Instructions to follow —
Lines before the one containing "problem? Please describe.**" in the records below are to be left out; that line and all after it, through the end, are to be retyped exactly.

Stored items:
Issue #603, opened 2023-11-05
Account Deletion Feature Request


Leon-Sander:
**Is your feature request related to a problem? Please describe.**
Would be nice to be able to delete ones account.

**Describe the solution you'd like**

Task solution —
**Is your feature request related to a problem? Please describe.**
Would be nice to be able to delete ones account.

**Describe the solution you'd like**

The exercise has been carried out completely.